Background on the Moving Epidemic Method (MEM)
- The moving epidemic method is a set of steps for categorizing disease rates into activity levels, based on what was observed in past seasons.
- The method was first introduced by Vega et al. in 2004, developed to categorize influenza activity. A modified version of the MEM was adopted by the CDC in 2015 in order to track seasonal influenza. In recent years, several public health departments have developed versions of the MEM for additional illness categories, such as COVID-19, RSV, and respiratory illness overall.

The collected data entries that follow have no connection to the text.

Issue #1431, opened 2022-06-10
Develop a better way to load last state


jeongkyun-oh:
**Problem description**
Loading a last state may be failed when a last block hash is stored, but not block rlp itself. Currently, it resets the last state to genesis, but it can be restored in a better way (e.g. finding existing block while decreasing block number like `setHead` method). We may need to find a better way to resolve this problem.

```go
	// Restore the last known head block
	head := bc.db.ReadHeadBlockHash()
	if head == (common.Hash{}) {
		// Corrupt or empty database, init from scratch
		logger.Info("Empty database, resetting chain")
		return bc.Reset()
	}
	// Make sure the entire head block is available
	currentBlock := bc.GetBlockByHash(head)
	if currentBlock == nil {
		// Corrupt or empty database, init from scratch
		logger.Error("Head block missing, resetting chain", "hash", head.String())
		return bc.Reset()
	}
	// Everything seems to be fine, set as the head block
	bc.currentBlock.Store(currentBlock)
	bc.lastCommittedBlock = currentBlock.NumberU64()
```

cc @aidan-kwon 

relates to #1630

PR #1630, opened 2022-09-29
backup & load last state #1431

ethan-kr:
## Proposed changes

- This PR solves this issue https://github.com/klaytn/klaytn/issues/1431
- Resolves an issue where data sync does not match because header hash storage and misc storage are different. While writing the header hash, the header backup hash before 64blocks is recorded once more. If it fails to read the header hash, it reads the header backup hash and proceeds with the process. ( rollback to 128 blocks )

## Types of changes

- [x] Bugfix
- [ ] Others

## Checklist

## Related issues

## Further comments


hqjang-pepper (dismissed):

storage/database/db_manager.go
```diff
@@ -42,6 +42,9 @@ var (
 	logger = log.NewModuleLogger(log.StorageDatabase)
 
 	errGovIdxAlreadyExist = errors.New("a governance idx of the more recent or the same block exist")
+
+	backupHashes [128]common.Hash
```
ian0371, line 46: In the PR description, backup stores the hash before 64 blocks, and yet this size is 128.
Doesn't this mean that when storing hash of block N, backup hash stores block N-128?

Also, is block N-128 guaranteed (or probably guaranteed) to have block contents? I wonder if the number has a rationale behind.

storage/database/db_manager.go
```diff
@@ -934,12 +939,31 @@ func (dbm *databaseManager) ReadHeadBlockHash() common.Hash {
...
+	data, _ := db.Get(headBlockBackupKey)
+	if len(data) == 0 {
+		return common.Hash{}
+	}
+	return common.BytesToHash(data)
+}
+
 // WriteHeadBlockHash stores the head block's hash.
 func (dbm *databaseManager) WriteHeadBlockHash(hash common.Hash) {
+	backupHashes[idx%128] = hash
```
jeongkyun-oh, line 954: It would be better to add a constant instead of a magic number 128.

storage/database/db_manager.go
```diff
@@ -934,12 +939,31 @@ func (dbm *databaseManager) ReadHeadBlockHash() common.Hash {
 	return common.BytesToHash(data)
 }
 
+// Block Backup Hash operations.
+func (dbm *databaseManager) ReadHeadBlockBackupHash() common.Hash {
```
jeongkyun-oh, line 943: How about combining this method with `ReadHeadBlockHash()`? So, we don't need to update the upper method.

governance/default.go
```diff
@@ -713,6 +713,10 @@ func (g *Governance) initializeCache() error {
 		if num := g.db.ReadHeaderNumber(headBlockHash); num != nil {
 			headBlockNumber = *num
 		}
+	} else if headBlockHash := g.db.ReadHeadBlockBackupHash(); !common.EmptyHash(headBlockHash) {
+		if num := g.db.ReadHeaderNumber(headBlockHash); num != nil {
+			headBlockNumber = *num
+		}
```
jeongkyun-oh, line 719: What if `HeadBlockHash` exist, but the associated block doesn't?

storage/database/db_manager.go
ethan-kr: My initial intention was 128 blocks as ian said. So I made it into an array of 128. However, since there are two places to store the headhash (WriteHeadBlockHash, WriteHeadFastBlockHash), the result is N-64 blocks

blockchain/headerchain.go
```diff
@@ -87,6 +88,10 @@ func NewHeaderChain(chainDB database.DBManager, config *params.ChainConfig, engi
 		if chead := hc.GetHeaderByHash(head); chead != nil {
 			hc.currentHeader.Store(chead)
 		}
+	} else if head := chainDB.ReadHeadBlockBackupHash(); head != (common.Hash{}) {
+		if chead := hc.GetHeaderByHash(head); chead != nil {
+			hc.currentHeader.Store(chead)
+		}
```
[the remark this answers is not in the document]
ethan-kr: you are right

governance/default.go
ethan-kr: you are right, too

storage/database/db_manager.go
ian0371: Oh, I see. I think it's quite hard to understand for readers.
What do you think about introducing a new object for backup hash?
I see it as a variant of _queue_ with unique IDs that can be only popped when it is full.
I think it's more readable this way.

```go
const backupHashCnt 64

struct backupHash {
    backupHashes [backupHashCnt]common.Hash
    idx int
}

func (b *backupHash) push(h common.Hash) { /* skip if duplicate; push to backupHashes */ }
func (b *backupHash) pop() common.Hash { /* if not full, return empty hash; otherwise, return N-64 */ }
```

storage/database/db_manager.go
ethan-kr: Changes to constant value

storage/database/db_manager.go
ethan-kr: Yes. Changes to queue structure

storage/database/db_manager.go
```diff
@@ -302,13 +307,31 @@ const (
 	databaseEntryTypeSize
 )
 
+type backupHash struct {
```
jeongkyun-oh, line 310: How about `backupHashList` or `backupHashQueue`?

jeongkyun-oh (approved):
LGTM except for minor

mckim19 (approved):
LGTM :)

jeongkyun-oh (approved):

- The MEM consists of 2 sets of calculations. Each calculation uses data from the 5 most recent waves (for non-COVID-19 syndromes, the 2020-2021 respiratory season is excluded, as no significant respiratory wave was observed):
- Baseline calculation: Determines the level of activity at which an epidemic (such as the seasonal influenza or a COVID-19 wave) has begun. Once respiratory activity has reached/exceeded this level, the seasonal wave has begun.
- For non-COVID-19 syndromes, the low incidence periods, the times during which respiratory activity is outside of a peak and remains very low, come regularly each year and are defined as weeks 20-39 of the year. For COVID-19, the low incidence periods were classified using a wave-identification algorithm, as described by Vega et al.
- This calculation uses the 6 highest weekly rates from each low incidence period of the 5 most recent seasons. (n=30)
- Baseline = the upper limit of the one tailed 95% CI of the arithmetic mean of those rates.
- Activity levels calculation: Categorizes levels within the epidemic, once activity has passed the baseline. The MA DPH Respiratory Illness Dashboard divides activity into Low/Baseline, Moderate, High, and Very High.
- For non-COVID-19 syndromes, the respiratory wave was defined as weeks 40-19 of the year. For COVID-19, waves were classified using a wave-identification algorithm, as described by Vega et al.
- This calculation uses the 6 highest weekly rates from each of the 5 most recent waves. (n=30)
- The thresholds are calculated as the upper bounds of the one-sided confidence intervals of the geometric mean of those rates at:
- Moderate = 50%
- High = 90%
- Very High = 97.5%
- Baseline calculation: Determines the level of activity at which an epidemic (such as the seasonal influenza or a COVID-19 wave) has begun. Once respiratory activity has reached/exceeded this level, the seasonal wave has begun.